I like how there's so many comments about the value of the cube, and no two comments have the same value.
I mean if you get it in bulk it might be cheaper... but at the same time that would probably be really hard to make and take a major portion of the tungsten supply to make.
I only buy my tungsten cubes on black Friday, you're a sucker otherwise.
The cube is so heavy, it presses a hole into the floor.
Just imagine placing this in the front yard as an ornament and watching it sink into the ground from its weight.
Please deliver this to my moon base
I have a cube of tungsten at work that is 40mm x 40 mm, it is comedically heavy. This thing would be nuts.
I have a cube
That is 40mm x 40mm
Throw it in the water! I want to se what happens!
It sinks.
Tungsten isn't reactive with water, it's not an alkali metal.
Sodium, lithium, potassium etc (alkali metals) would react violently with water though.
A frankium cube that big would be neat. Only downside is, that half of it is decayed after like 7 Minutes(if I remember correctly)
Just to be a troublemaker, everyone is assuming this a solid cube, but what if it was something like 1/4 inch tungsten plates and hollow in the middle?

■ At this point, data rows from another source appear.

PR #92, opened 2019-07-22
installed Storybook; add Filter component and filter function;

dadiorchen:
@deepwinter I made some progress on filter function, it is not a perfect version, some UI is not good yet but It does work, if you need this function urgently ( filter by ID, status, created time), please accept this pull. 

about the filter:
Trees can be filtered by ID, status, created time:
Screen Shot 2019-07-22 at 11 12 02 AM

problem:
* UI is not so good, and didn't follow the spec too much. And because the table component is difficult to adjust the width, so I keep filter open.
* Material-UI date picker is hard to use, should be replaced in the future.
* I am not sure about the spec of "status", I just send the text directly to Backloop, such as: not a tree. 

Bonus:
Installed storybook, and I add some stuff maybe it is useful for others and designer:
Screen Shot 2019-07-22 at 11 12 24 AM

To run the Storybook:
```
cd client
npm run storybook
```


ZavenArra:
Thanks!!

PR #101, opened 2019-10-07
new date picker

wadaemmanuel:
adjusted date picker in the filter component


client/src/components/Filter.js
```diff
@@ -253,20 +257,10 @@ function Filter(props){
 				justify='space-between'
 			>
 				<Grid item>
-					<OutlinedInput
-						type='date'
-						className={classes.dateInput}
-						value={dateStart}
-						onChange={handleDateStartChange}
-					/>
+					<DateSelector/>
```
dadiorchen: @wadaemmanuel how you sure it works in this way?

dadiorchen (commented):
@wadaemmanuel It looks like this version is not a working version?  I don't think it will work well for the filter to let it set the date correctly, because you didn't pass the date down to the date picker component and retrieve the date back from it

Issue #111, opened 2019-11-10
Clearing the filter


sebastiangaertner:
Clearing the filter is currently not possible.

sjaymoon15:
PR #114 for this issue has been merged to master branch.

PR #114, opened 2019-12-05
Clearing the filter (Issue #111)

nickharrisdev:
Implemented a new button in the filter form which clears all the fields and resets the results shown. 

Also made some linter-related, code-style changes throughout the file. The primary changes related to clearing the filter are located lines 69-80 and 131-137. 

Screen Shot 2019-12-04 at 5 58 09 PM


dadiorchen:
@nickharriscodes as we talked about this morning, we need you to pull the newest version of code from the master branch, because we made some change in codes. Sorry about the chaos. 
After updating the code, please put back your code again.
FYI, I use below tip to update fork, do you have any better way? please let me know.
https://gist.github.com/CristinaSolana/1885435

nickharrisdev:
@dadiorchen I was able to redo my changes in the new component. Let me know what you think and if I need to make any more changes.

dadiorchen:
hey, great, @nickharriscodes , just need adjust some UI, these two buttons are too close, give some margin would be better
Screen Shot 2019-12-20 at 8 55 47 AM

sjaymoon15:
I see there's a related test file called `Filter.test.js`. 
We might need to start suggesting updating related test as much as possible. 

Just a thought.

dadiorchen:
@sjaymoon15 can not agree more :) 
my opinion about this is that we should let  our model pass a fully test as much as possible and because the component is not so easy to code unit test, and maybe require/force people to write component layer test is too much

nickharrisdev:
@sjaymoon15 & @dadiorchen I agree, writing tests is definitely good practice. There isn't much in the README about testing. Are we using Jest? And how do you run the tests? I don't know a lot about writing testing suites, but I'm definitely interested in learning more. Maybe the testing portion could be broken out into a separate ticket?

Other than the testing stuff, is there anything else to add? If not, I think this ticket is done.

dadiorchen:
``@nickharriscodes yes, we use Jest, and we just follow the React convention to do that, run ```npm test``` you can run all the tests.
Maybe this simple tutorial is helpful,  https://github.com/Greenstand/treetracker-admin/blob/master/rematchTutorial.md
at the bottom, there is a unit test example.
https://github.com/Greenstand/treetracker-admin/blob/master/rematchTutorial.md#unit-test-example

dadiorchen:
for this ticket, please refine the UI, currently, those two buttons are too close. put some margin/gap between them.

nickharrisdev:
@dadiorchen I added 5px margin between the two buttons on my last commit. Will that suffice?

dadiorchen:
I missed the notification that you had committed that change, yes, it's OK now, merge to master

What would it weigh? Would it float in water?
But property is theft, so now you are under arrest
I need tungsten to live!
All I can think of, sorry.
I just looked it up; assuming that thing's about 5ft³, that thing is worth like $54,000. Granted, you're going to need somebody to come haul it off, but at 10.66k per cubic foot, I'd say it's not a bad prize.
I see why he's smiling
Why the heck are you giving an llm a math problem?